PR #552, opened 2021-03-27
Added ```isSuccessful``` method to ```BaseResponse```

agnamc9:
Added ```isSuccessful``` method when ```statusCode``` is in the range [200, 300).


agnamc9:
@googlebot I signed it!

^^^^^^^^^^^^^^^^

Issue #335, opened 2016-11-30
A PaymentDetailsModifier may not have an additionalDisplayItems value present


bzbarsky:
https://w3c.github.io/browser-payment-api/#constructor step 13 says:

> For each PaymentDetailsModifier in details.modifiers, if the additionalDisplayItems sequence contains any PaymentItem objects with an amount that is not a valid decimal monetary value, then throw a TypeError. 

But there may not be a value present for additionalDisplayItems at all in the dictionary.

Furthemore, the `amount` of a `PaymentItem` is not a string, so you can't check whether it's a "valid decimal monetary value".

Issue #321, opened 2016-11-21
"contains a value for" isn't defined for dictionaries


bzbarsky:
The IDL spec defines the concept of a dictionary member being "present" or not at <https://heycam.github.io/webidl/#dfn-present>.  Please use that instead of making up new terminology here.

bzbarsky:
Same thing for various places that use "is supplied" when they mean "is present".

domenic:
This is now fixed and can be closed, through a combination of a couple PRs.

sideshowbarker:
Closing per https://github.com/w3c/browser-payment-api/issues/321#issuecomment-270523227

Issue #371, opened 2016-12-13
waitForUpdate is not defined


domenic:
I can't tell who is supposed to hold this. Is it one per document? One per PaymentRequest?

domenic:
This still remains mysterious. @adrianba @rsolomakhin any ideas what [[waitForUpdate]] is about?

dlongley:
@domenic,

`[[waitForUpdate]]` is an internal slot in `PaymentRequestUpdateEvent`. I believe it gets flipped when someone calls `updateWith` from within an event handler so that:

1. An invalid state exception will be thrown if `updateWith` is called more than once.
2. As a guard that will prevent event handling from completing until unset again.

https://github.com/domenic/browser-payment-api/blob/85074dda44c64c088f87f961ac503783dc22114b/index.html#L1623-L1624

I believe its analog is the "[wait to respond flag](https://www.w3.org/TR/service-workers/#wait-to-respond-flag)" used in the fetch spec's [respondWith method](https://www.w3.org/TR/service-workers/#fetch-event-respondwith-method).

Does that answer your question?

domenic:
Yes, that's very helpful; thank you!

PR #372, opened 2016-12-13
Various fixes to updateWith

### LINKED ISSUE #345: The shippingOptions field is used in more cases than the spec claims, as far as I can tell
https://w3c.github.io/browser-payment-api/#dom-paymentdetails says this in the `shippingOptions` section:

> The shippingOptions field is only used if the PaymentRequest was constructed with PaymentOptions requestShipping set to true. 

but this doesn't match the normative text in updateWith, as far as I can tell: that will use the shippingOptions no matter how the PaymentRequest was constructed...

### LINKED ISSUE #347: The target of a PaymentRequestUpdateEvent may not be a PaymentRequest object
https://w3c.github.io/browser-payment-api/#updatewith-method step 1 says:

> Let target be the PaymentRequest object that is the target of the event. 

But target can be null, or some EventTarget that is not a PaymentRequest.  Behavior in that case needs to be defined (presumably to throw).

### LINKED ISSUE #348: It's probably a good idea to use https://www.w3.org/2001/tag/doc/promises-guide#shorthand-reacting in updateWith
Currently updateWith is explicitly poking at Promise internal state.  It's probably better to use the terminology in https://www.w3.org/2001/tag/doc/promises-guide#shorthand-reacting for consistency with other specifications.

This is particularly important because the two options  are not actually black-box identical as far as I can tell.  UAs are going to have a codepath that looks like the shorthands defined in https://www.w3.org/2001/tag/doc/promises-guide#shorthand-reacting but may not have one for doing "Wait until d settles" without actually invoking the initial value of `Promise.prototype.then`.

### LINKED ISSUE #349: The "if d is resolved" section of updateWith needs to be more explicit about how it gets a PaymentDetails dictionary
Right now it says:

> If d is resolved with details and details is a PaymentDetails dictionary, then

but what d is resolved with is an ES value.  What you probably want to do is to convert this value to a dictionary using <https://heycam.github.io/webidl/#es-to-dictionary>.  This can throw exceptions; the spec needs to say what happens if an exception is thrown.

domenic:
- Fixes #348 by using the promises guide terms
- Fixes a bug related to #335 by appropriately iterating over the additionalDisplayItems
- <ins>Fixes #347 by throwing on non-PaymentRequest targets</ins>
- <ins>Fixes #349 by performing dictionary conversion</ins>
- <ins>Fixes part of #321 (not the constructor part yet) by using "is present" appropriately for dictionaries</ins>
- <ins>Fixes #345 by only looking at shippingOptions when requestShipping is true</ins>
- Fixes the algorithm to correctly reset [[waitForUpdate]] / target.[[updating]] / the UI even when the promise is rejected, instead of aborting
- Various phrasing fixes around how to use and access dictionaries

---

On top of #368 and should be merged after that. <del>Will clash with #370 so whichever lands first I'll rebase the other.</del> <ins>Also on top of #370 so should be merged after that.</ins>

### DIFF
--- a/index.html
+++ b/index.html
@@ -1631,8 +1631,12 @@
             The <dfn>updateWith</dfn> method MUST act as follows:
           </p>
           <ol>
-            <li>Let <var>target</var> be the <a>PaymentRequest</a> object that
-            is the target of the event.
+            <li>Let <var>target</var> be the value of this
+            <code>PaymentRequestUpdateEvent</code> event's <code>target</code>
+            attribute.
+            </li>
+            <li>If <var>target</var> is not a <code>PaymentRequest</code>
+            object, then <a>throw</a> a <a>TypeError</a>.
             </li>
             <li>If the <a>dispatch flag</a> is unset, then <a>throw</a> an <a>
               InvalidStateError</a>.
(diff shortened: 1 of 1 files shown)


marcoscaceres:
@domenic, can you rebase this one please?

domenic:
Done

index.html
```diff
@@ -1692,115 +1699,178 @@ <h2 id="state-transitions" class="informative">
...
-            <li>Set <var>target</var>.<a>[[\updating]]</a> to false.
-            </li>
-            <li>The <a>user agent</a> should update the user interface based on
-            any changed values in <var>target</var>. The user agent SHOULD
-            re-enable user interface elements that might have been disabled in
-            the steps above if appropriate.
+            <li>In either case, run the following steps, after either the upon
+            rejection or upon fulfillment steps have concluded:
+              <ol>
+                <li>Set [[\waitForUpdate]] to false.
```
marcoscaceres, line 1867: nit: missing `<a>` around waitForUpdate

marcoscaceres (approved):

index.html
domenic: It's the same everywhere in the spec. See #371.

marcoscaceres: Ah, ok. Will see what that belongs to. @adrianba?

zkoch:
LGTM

^^^^^^^^^^^^^^^^

- PROMPT
Would you copy out exactly the lines above that start at the one containing "PR #552, opened 2021-03-27" and end at the one containing "I signed it!", inclusive?

- RESPONSE TO THE EXERCISE
PR #552, opened 2021-03-27
Added ```isSuccessful``` method to ```BaseResponse```

agnamc9:
Added ```isSuccessful``` method when ```statusCode``` is in the range [200, 300).


agnamc9:
@googlebot I signed it!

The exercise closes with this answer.